BRIEF: For each line of the data below that contains "crossing", return that line.

DATA EXTRACT:
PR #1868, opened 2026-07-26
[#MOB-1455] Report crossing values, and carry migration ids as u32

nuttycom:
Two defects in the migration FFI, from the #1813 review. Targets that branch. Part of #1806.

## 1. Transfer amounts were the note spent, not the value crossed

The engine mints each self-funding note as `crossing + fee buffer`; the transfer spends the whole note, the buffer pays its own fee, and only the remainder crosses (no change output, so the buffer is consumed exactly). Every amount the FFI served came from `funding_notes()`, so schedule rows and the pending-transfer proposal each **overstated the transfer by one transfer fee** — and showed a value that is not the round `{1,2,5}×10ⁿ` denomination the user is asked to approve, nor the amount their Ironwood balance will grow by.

ANSWER AREA:
[#MOB-1455] Report crossing values, and carry migration ids as u32
The engine mints each self-funding note as `crossing + fee buffer`; the transfer spends the whole note, the buffer pays its own fee, and only the remainder crosses (no change output, so the buffer is consumed exactly). Every amount the FFI served came from `funding_notes()`, so schedule rows and the pending-transfer proposal each **overstated the transfer by one transfer fee** — and showed a value that is not the round `{1,2,5}×10ⁿ` denomination the user is asked to approve, nor the amount their Ironwood balance will grow by.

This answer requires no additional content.